** Material provided follows **

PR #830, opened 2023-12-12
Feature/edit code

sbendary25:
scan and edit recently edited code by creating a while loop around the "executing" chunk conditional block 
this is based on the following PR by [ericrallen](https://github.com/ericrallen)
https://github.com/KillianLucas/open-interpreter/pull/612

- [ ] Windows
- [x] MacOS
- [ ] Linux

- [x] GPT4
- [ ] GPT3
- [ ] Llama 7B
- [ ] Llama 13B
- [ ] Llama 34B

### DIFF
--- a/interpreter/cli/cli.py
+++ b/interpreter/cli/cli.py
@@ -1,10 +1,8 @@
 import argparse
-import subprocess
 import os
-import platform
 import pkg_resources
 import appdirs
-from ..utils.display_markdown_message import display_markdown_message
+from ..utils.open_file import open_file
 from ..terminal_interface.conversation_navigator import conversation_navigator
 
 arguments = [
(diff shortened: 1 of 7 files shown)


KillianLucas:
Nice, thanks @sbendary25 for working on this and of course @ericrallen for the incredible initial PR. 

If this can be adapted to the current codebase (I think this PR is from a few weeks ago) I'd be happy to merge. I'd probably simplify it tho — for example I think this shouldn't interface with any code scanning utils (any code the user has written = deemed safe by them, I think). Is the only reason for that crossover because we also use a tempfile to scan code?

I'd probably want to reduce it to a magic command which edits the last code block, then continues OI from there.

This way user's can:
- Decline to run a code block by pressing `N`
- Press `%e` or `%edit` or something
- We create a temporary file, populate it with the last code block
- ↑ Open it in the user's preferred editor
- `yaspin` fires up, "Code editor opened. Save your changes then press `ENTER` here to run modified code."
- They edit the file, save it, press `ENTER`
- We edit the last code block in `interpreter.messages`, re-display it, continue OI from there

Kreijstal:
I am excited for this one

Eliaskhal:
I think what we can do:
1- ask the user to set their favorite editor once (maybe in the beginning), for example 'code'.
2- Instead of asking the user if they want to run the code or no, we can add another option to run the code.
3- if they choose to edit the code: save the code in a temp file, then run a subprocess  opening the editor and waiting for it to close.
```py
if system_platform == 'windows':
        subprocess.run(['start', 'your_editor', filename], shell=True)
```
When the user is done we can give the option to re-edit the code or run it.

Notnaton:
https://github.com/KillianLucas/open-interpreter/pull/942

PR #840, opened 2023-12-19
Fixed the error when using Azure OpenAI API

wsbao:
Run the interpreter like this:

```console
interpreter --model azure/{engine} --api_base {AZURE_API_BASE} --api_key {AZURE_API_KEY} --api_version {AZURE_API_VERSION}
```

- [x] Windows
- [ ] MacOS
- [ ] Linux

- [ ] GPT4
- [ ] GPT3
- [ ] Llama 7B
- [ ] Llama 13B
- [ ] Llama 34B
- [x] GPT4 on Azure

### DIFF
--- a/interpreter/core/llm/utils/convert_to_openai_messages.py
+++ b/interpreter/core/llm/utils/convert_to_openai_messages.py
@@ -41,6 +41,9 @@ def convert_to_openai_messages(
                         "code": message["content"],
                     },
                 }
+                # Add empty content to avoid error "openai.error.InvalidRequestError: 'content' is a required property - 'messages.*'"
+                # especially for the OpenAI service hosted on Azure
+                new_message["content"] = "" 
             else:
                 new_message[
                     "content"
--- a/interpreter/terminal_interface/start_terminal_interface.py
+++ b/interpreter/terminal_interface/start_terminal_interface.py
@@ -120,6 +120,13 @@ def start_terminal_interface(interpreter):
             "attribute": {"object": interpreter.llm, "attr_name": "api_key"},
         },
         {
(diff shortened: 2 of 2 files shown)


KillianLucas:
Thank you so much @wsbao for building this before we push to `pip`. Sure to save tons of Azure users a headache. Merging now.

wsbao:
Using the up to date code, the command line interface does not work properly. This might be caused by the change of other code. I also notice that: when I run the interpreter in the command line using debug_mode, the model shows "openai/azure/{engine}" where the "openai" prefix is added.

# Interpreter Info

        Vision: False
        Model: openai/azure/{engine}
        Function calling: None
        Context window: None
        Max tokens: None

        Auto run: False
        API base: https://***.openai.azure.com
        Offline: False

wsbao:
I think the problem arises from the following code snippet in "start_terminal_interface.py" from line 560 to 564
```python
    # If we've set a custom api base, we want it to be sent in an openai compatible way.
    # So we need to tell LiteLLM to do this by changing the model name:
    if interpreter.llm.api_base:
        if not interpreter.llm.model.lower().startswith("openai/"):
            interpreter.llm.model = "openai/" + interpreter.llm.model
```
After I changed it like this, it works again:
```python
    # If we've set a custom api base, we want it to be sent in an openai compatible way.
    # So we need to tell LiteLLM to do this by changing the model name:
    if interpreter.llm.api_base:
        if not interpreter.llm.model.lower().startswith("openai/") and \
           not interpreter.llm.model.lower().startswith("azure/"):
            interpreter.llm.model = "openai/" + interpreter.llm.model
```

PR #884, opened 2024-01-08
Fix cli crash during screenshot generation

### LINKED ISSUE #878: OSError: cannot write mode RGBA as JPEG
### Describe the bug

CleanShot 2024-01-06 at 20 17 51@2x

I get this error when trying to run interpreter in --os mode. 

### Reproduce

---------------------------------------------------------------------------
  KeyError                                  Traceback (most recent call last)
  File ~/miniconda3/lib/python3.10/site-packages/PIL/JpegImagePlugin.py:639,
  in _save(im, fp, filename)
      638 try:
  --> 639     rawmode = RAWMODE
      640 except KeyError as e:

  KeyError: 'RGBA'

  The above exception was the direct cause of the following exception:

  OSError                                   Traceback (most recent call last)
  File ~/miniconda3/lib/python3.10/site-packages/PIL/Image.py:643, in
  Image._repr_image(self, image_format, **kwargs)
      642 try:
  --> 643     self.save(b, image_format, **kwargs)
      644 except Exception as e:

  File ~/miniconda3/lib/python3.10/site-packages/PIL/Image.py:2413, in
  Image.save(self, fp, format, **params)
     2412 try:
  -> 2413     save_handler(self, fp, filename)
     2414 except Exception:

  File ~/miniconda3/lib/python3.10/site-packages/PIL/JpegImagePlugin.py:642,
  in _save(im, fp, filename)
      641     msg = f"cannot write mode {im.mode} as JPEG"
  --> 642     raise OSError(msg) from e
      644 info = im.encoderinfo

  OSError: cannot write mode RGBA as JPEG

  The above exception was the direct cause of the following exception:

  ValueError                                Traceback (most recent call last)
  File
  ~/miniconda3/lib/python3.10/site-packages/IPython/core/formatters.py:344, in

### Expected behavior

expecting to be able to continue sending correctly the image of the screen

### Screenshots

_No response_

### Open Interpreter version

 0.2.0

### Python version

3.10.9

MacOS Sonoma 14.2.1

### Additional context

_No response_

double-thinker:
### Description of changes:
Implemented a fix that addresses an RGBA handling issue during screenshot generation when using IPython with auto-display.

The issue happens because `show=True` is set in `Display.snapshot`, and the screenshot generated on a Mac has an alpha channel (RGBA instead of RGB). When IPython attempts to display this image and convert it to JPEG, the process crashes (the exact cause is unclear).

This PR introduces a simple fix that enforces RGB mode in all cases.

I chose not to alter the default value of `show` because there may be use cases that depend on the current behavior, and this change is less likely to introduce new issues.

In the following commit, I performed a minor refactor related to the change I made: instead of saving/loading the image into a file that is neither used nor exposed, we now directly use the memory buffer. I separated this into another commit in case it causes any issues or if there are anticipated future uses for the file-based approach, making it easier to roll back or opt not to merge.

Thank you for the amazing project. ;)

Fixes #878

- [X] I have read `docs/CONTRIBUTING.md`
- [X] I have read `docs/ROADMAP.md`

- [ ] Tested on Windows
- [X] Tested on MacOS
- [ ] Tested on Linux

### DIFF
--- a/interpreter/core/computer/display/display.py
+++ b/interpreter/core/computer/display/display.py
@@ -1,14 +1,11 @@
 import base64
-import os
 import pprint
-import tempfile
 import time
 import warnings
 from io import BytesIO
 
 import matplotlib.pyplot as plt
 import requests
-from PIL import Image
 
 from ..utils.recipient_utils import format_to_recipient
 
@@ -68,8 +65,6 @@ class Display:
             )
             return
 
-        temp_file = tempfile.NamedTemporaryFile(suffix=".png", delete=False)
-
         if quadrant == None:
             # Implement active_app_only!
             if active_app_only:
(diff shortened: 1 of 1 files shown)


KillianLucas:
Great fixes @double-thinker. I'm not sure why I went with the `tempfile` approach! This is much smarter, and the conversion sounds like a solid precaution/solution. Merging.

** End of Material provided **

--- What is being asked ---
Exactly the lines from the one containing "# Implement active_app_only!" through the end of the entries above must be output, and no others.

--- Response to the exercise ---
             # Implement active_app_only!
             if active_app_only:
(diff shortened: 1 of 1 files shown)


KillianLucas:
Great fixes @double-thinker. I'm not sure why I went with the `tempfile` approach! This is much smarter, and the conversion sounds like a solid precaution/solution. Merging.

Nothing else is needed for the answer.